IRFS chairman and popular blogger Mehman Huseynov was arrested and tortured due to his activism. Two youth activists were given harsh sentences for writing political slogans on a statue of the former president Heydar Aliyev, the father of the incumbent president. Several others have been detained for short time specifically to prevent them from protesting the VP appointment. On the same day as the VP announcement Rahim Shaliev, a blogger and member of the Real party was arrested for 30 days and a new report from his lawyer says he was tortured directly because of his political activity. The leading opposition daily, Azadliq has been fined and harassed by the government recently to prevent them from speaking out against the recent actions. Regional Chairman of the Classic Popular Front Party of Azerbaijan (CPFPA), Nisakhanum Veliyeva, was detained for over four hours because of her criticism of First Lady Mehriban Aliyeva on Facebook.

In addition to repression of critical voices inside the Azerbaijan, dissidents and critics outside the country have been victims of attacks and threats. On 16 February, prominent activist and director of independent  media outlet in exile, Meydan TV,  Emin Milli reported to the Berlin authorities about a plot to attack him from the Azerbaijani regime. Specifically, he stated that “Azerbaijan’s special services have dispatched a group of sportsmen (ed: thugs)  to Germany (ed: where he lives in exile) to assault” him.  His police report comes just weeks after a speech in the European Parliament that received 300,000 views. IRFS calls on governments of host countries to ensure protection of Azerbaijani activists  who may have well-founded fears for their security in exile, and to carry out thorough investigations into threats against Aliyev regime’s critics on their territory, in order to bring those responsible to justice.

IRFS resolutely denounces these abuses of fundamental rights, including the official block by the Aliyev administration of the Turkish affiliate of Fox TV. The broadcasting officially stopped in Azerbaijan in the evening on 22 February. The entire channel has become inaccessible in all formats, digital, analogue, and IPTV broadcasting. The entire reason for the block is based on a two-minute clip that playfully discusses the Vice President appointment.

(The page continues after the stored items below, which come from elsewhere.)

PR #256, opened 2017-11-09
Add CaseInsensitiveVersion field to the Lucene index for case-insensitive version comparison

joelverhagen:
This is step 1 in fixing https://github.com/NuGet/NuGetGallery/issues/4583.

Currently, the `PackageVersion` analyzer normalizes the package version but does not lowercase it! This means that `version:` queries (most notably hijacked V2 request for a specific ID/version).

This fix enables case insensitivity on the package version by adding a new field to the Lucene documents which uses `LowerCaseFilter` (which is the de facto way to do case insensitivity in Lucene).

Note that this PR does not enable the use of the new field in the search service. This must be done in a subsequent deployment. As this is not high priority, I am taking this more risk-adverse way of rolling out the change which supports easy roll-back.

After `catalog2lucene` is deployed, we must rebuild the index using `db2lucene`.

A subsequent PR and deployment will make use of this new field in the search service.

Also, I used our Lucene field name constants in more places.


joelverhagen:
This new field makes increases the index size from 3.36 to 3.41.

src/NuGet.Indexing/Extraction/MetadataConstants.cs
```diff
@@ -17,6 +17,7 @@ public static class LuceneMetadata
             public const string NormalizedVersionPropertyName = "Version";
             public const string FullVersionPropertyName = "FullVersion";
             public const string VerbatimVersionPropertyName = "OriginalVersion";
+            public const string CaseInsensitiveNormalizedVersionPropertyName = "CaseInsensitiveVersion";
```
scottbommarito: Could `CaseInsensitiveNormalizedVersion` be a better string value here?

src/NuGet.Indexing/PackageAnalyzer.cs
```diff
@@ -15,17 +17,18 @@ static PackageAnalyzer()
...
+                { LuceneConstants.IdAutocompletePropertyName, new IdentifierAutocompleteAnalyzer() },
+                { LuceneConstants.TokenizedIdPropertyName, new IdentifierAnalyzer() },
+                { LuceneConstants.ShingledIdPropertyName, new ShingledIdentifierAnalyzer() },
+                { LuceneConstants.NormalizedVersionPropertyName, new VersionAnalyzer(caseSensitive: true) },
+                { LuceneConstants.CaseInsensitiveNormalizedVersionPropertyName, new VersionAnalyzer(caseSensitive: false) },
+                { LuceneConstants.TitlePropertyName, new DescriptionAnalyzer() },
+                { LuceneConstants.DescriptionPropertyName, new DescriptionAnalyzer() },
+                { LuceneConstants.SummaryPropertyName, new DescriptionAnalyzer() },
+                { LuceneConstants.AuthorsPropertyName, new DescriptionAnalyzer() },
                 { "Owner", new OwnerAnalyzer() },
```
scottbommarito: Any reason for not adding a constant for `Owner`?

src/NuGet.Indexing/VersionAnalyzer.cs
```diff
@@ -1,15 +1,30 @@
...
+
+        public VersionAnalyzer(bool caseSensitive)
+        {
+            _caseSensitive = caseSensitive;
+        }
+
         public override TokenStream TokenStream(string fieldName, TextReader reader)
         {
-            return new SemanticVersionFilter(new KeywordTokenizer(reader));
+            TokenStream stream =  new SemanticVersionFilter(new KeywordTokenizer(reader));
```
scottbommarito: nit: `var`?

src/NuGet.Indexing/PackageAnalyzer.cs
joelverhagen: I could not find any other places this was used (in the same way). Investigation is out of scope.

src/NuGet.Indexing/Extraction/MetadataConstants.cs
joelverhagen: Yes, I like that better.

src/NuGet.Indexing/NuGetQuery.cs
```diff
@@ -38,7 +39,7 @@ public static Query MakeAutoCompleteQuery(string q)
                 return new MatchAllDocsQuery();
             }
 
-            return ExecuteAnalyzer(new PackageAnalyzer(), "IdAutocomplete", q);
+            return ExecuteAnalyzer(new PackageAnalyzer(), LuceneConstants.IdAutocompletePropertyName, q);
```
shishirx34: 👍 on constants 😄

src/NuGet.Indexing/VersionAnalyzer.cs
joelverhagen: `LowerCaseFilter` cannot be assigned to `SemanticVersionFilter`.

src/NuGet.Indexing/PackageAnalyzer.cs
joelverhagen: Turns out it's unused. I removed it.

PR #257, opened 2017-11-21
Merge dev into master

joelverhagen:
This brings the phase 1 for case insensitive versions.


joelverhagen:
@skofman1, I split the related issue into two pieces so that we can track `Verified-Dev` at a more granular level:
https://github.com/NuGet/NuGetGallery/issues/5052 - addressed by this merge
https://github.com/NuGet/NuGetGallery/issues/5051 - not done yet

The TV provider Aile TV said this was an instruction from the National TV and Radio Council. The harsh and swift reaction of the administration will deprive millions of Azerbaijani citizens of the independent international news that they need to make economic and life changing decisions. This will not only hurt the people of Azerbaijan but also cut the funding for this outlet that is one of a few surviving in their repressive regime.

These abuses stand in fundamental contradiction to the human rights principles enshrined in the European Convention on Human Rights and they seriously call into question Azerbaijan’s membership in the Council of Europe.

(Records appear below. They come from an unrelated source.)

PR #258, opened 2017-11-22
When searching, use the case-insensitive package version field in the Lucene document

joelverhagen:
Fix https://github.com/NuGet/NuGetGallery/issues/5051.

Added some tests, and fixed a previously skipped test that was just plain wrong.

I will only merge this after https://github.com/NuGet/NuGetGallery/issues/5052 has been deployed (along with https://github.com/NuGet/NuGetGallery/issues/5010).

### DIFF
--- a/tests/NuGet.Services.BasicSearchTests/V2SearchFunctionalTests.cs
+++ b/tests/NuGet.Services.BasicSearchTests/V2SearchFunctionalTests.cs
@@ -13,7 +13,7 @@ using Xunit;
 
 namespace NuGet.Services.BasicSearchTests
 {
-    public class V2SearchSkipFunctionalTests
+    public class V2SearchFunctionalTests
     {
         [Fact]
         public async Task CanReturnEmptyResult()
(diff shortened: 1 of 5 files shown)


tests/NuGet.Services.BasicSearchTests/V2SearchFunctionalTests.cs
```diff
@@ -37,7 +37,47 @@ public class V2SearchSkipFunctionalTests
...
+                var partialIdResponse = await app.Client.GetAsync(new V2SearchBuilder
+                {
+                    Query = "version:1.6.0 id:Web",
+                    Prerelease = true,
+                }.RequestUri);
+                var partialId = await partialIdResponse.Content.ReadAsAsync<V2SearchResult>();
+
+                var wrongExactIdResponse = await app.Client.GetAsync(new V2SearchBuilder
+                {
+                    Query = "id:Web version:1.6.0",
```
loic-sharma: Why don't we support partial id matches here?

joelverhagen: Gallery expects this to work as exact match for V2 hijacking, e.g. `/api/v2/Packages(Id='Web',Version='1.6.0')`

To this end, IRFS calls on the Azerbaijani government to end the deeply entrenched patterns of human rights violations and political repression. The organisation calls on the international partners of Azerbaijan to exert serious political pressure on the authorities until they fulfill the human rights and democracy commitments.

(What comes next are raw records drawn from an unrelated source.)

PR #259, opened 2017-11-27
 Fix all analyzers to use LowerInvariantFilter (ToLowerInvariant instead of ToLower)

joelverhagen:
Fix https://github.com/NuGet/Engineering/issues/958.

Depends on https://github.com/NuGet/NuGet.Services.Metadata/pull/258.


joelverhagen:
Deployment process:

1. Make copy old catalog2lucene on jobs machine
2. New db2lucene to generate a new index
3. Upload new index to blob storage
4. Deploy new catalog2lucene pointed at new index
5. Run backed up catalog2lucene against old index location
6. Deploy new search pointed at new index
7. Wait 24 hours and deploy ussc
8. Wait 24 hours and turn off old catalog2lucene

Furthermore, IRFS calls on the international lenders – the Asian Infrastructure Investment Bank, Asian Development Bank, European Investment Bank, European Bank for Reconstruction and Development and World Bank — to publicly condemn political repression in Azerbaijan and to review policy towards Azerbaijan in light of its deteriorating human rights and democracy record. In addition, IRFS calls on the Extractive Industries Transparency Initiative (EITI) to suspend Azerbaijan immediately for continuous failure to comply with the EITI standard.